Records from a dataset:
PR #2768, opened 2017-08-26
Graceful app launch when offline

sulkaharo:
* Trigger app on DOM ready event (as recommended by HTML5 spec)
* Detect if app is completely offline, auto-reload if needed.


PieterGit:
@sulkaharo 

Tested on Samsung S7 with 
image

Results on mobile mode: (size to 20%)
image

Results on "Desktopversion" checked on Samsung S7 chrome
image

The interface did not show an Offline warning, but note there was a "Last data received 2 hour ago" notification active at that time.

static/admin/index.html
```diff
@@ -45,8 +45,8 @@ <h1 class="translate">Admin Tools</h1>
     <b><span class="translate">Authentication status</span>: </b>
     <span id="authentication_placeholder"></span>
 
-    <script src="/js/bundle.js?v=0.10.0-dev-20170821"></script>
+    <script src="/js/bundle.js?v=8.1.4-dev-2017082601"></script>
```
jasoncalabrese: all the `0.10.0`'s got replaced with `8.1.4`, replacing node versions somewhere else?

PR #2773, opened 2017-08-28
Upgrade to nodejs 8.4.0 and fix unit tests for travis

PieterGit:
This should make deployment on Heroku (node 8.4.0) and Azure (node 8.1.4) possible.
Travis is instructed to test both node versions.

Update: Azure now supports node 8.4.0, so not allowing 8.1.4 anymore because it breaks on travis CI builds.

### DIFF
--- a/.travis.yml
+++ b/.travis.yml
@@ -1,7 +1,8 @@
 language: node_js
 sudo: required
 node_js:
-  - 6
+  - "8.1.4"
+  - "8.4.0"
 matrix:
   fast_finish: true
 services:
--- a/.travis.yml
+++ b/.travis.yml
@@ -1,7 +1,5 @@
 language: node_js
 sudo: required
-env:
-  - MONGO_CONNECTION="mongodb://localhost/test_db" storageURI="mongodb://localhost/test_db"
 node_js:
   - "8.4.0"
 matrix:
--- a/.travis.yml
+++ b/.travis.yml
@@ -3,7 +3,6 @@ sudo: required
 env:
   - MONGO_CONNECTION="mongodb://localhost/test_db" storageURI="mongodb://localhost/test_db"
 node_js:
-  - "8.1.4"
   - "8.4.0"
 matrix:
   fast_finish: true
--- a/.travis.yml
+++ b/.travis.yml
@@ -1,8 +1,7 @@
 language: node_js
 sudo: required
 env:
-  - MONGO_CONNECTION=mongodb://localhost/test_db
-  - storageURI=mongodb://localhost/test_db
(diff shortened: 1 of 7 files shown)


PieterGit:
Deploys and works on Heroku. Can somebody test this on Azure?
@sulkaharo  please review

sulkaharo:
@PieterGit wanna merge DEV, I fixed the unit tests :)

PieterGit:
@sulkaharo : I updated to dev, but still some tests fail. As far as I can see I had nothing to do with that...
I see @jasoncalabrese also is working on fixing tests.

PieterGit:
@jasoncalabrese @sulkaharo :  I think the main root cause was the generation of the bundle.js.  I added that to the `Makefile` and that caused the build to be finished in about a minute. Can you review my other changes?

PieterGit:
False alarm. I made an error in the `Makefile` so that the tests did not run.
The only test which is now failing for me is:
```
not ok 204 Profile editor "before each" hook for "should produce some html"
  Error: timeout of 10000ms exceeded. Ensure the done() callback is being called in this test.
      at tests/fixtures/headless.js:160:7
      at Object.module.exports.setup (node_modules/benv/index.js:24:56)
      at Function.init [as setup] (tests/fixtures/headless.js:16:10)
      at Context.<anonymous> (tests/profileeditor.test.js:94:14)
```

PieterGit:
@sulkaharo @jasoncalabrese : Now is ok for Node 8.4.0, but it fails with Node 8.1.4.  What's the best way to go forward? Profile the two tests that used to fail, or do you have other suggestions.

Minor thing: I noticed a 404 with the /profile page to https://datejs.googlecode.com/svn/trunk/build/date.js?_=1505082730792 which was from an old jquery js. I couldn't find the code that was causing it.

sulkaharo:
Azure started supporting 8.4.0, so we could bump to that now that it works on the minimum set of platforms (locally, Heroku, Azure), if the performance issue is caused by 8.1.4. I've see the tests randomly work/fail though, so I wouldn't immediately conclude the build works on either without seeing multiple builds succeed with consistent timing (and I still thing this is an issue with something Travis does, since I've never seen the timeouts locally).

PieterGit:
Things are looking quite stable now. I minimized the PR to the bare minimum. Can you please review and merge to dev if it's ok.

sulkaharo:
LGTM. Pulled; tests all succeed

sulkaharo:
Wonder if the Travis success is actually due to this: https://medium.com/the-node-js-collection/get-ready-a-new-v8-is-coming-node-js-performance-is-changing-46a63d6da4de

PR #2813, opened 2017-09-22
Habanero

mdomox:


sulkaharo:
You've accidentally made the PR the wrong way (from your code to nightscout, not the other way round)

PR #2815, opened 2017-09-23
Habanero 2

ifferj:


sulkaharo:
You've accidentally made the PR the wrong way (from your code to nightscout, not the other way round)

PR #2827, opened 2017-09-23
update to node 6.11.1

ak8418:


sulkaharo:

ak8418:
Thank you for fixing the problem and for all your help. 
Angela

- _About this exercise_
Reproduce the data shown above in its entirety, keeping each word as it is.

- _Response to the exercise_
PR #2768, opened 2017-08-26
Graceful app launch when offline

sulkaharo:
* Trigger app on DOM ready event (as recommended by HTML5 spec)
* Detect if app is completely offline, auto-reload if needed.


PieterGit:
@sulkaharo 

Tested on Samsung S7 with 
image

Results on mobile mode: (size to 20%)
image

Results on "Desktopversion" checked on Samsung S7 chrome
image

The interface did not show an Offline warning, but note there was a "Last data received 2 hour ago" notification active at that time.

static/admin/index.html
```diff
@@ -45,8 +45,8 @@ <h1 class="translate">Admin Tools</h1>
     <b><span class="translate">Authentication status</span>: </b>
     <span id="authentication_placeholder"></span>
 
-    <script src="/js/bundle.js?v=0.10.0-dev-20170821"></script>
+    <script src="/js/bundle.js?v=8.1.4-dev-2017082601"></script>
```
jasoncalabrese: all the `0.10.0`'s got replaced with `8.1.4`, replacing node versions somewhere else?

PR #2773, opened 2017-08-28
Upgrade to nodejs 8.4.0 and fix unit tests for travis

PieterGit:
This should make deployment on Heroku (node 8.4.0) and Azure (node 8.1.4) possible.
Travis is instructed to test both node versions.

Update: Azure now supports node 8.4.0, so not allowing 8.1.4 anymore because it breaks on travis CI builds.

### DIFF
--- a/.travis.yml
+++ b/.travis.yml
@@ -1,7 +1,8 @@
 language: node_js
 sudo: required
 node_js:
-  - 6
+  - "8.1.4"
+  - "8.4.0"
 matrix:
   fast_finish: true
 services:
--- a/.travis.yml
+++ b/.travis.yml
@@ -1,7 +1,5 @@
 language: node_js
 sudo: required
-env:
-  - MONGO_CONNECTION="mongodb://localhost/test_db" storageURI="mongodb://localhost/test_db"
 node_js:
   - "8.4.0"
 matrix:
--- a/.travis.yml
+++ b/.travis.yml
@@ -3,7 +3,6 @@ sudo: required
 env:
   - MONGO_CONNECTION="mongodb://localhost/test_db" storageURI="mongodb://localhost/test_db"
 node_js:
-  - "8.1.4"
   - "8.4.0"
 matrix:
   fast_finish: true
--- a/.travis.yml
+++ b/.travis.yml
@@ -1,8 +1,7 @@
 language: node_js
 sudo: required
 env:
-  - MONGO_CONNECTION=mongodb://localhost/test_db
-  - storageURI=mongodb://localhost/test_db
(diff shortened: 1 of 7 files shown)


PieterGit:
Deploys and works on Heroku. Can somebody test this on Azure?
@sulkaharo  please review

sulkaharo:
@PieterGit wanna merge DEV, I fixed the unit tests :)

PieterGit:
@sulkaharo : I updated to dev, but still some tests fail. As far as I can see I had nothing to do with that...
I see @jasoncalabrese also is working on fixing tests.

PieterGit:
@jasoncalabrese @sulkaharo :  I think the main root cause was the generation of the bundle.js.  I added that to the `Makefile` and that caused the build to be finished in about a minute. Can you review my other changes?

PieterGit:
False alarm. I made an error in the `Makefile` so that the tests did not run.
The only test which is now failing for me is:
```
not ok 204 Profile editor "before each" hook for "should produce some html"
  Error: timeout of 10000ms exceeded. Ensure the done() callback is being called in this test.
      at tests/fixtures/headless.js:160:7
      at Object.module.exports.setup (node_modules/benv/index.js:24:56)
      at Function.init [as setup] (tests/fixtures/headless.js:16:10)
      at Context.<anonymous> (tests/profileeditor.test.js:94:14)
```

PieterGit:
@sulkaharo @jasoncalabrese : Now is ok for Node 8.4.0, but it fails with Node 8.1.4.  What's the best way to go forward? Profile the two tests that used to fail, or do you have other suggestions.

Minor thing: I noticed a 404 with the /profile page to https://datejs.googlecode.com/svn/trunk/build/date.js?_=1505082730792 which was from an old jquery js. I couldn't find the code that was causing it.

sulkaharo:
Azure started supporting 8.4.0, so we could bump to that now that it works on the minimum set of platforms (locally, Heroku, Azure), if the performance issue is caused by 8.1.4. I've see the tests randomly work/fail though, so I wouldn't immediately conclude the build works on either without seeing multiple builds succeed with consistent timing (and I still thing this is an issue with something Travis does, since I've never seen the timeouts locally).

PieterGit:
Things are looking quite stable now. I minimized the PR to the bare minimum. Can you please review and merge to dev if it's ok.

sulkaharo:
LGTM. Pulled; tests all succeed

sulkaharo:
Wonder if the Travis success is actually due to this: https://medium.com/the-node-js-collection/get-ready-a-new-v8-is-coming-node-js-performance-is-changing-46a63d6da4de

PR #2813, opened 2017-09-22
Habanero

mdomox:


sulkaharo:
You've accidentally made the PR the wrong way (from your code to nightscout, not the other way round)

PR #2815, opened 2017-09-23
Habanero 2

ifferj:


sulkaharo:
You've accidentally made the PR the wrong way (from your code to nightscout, not the other way round)

PR #2827, opened 2017-09-23
update to node 6.11.1

ak8418:


sulkaharo:

ak8418:
Thank you for fixing the problem and for all your help. 
Angela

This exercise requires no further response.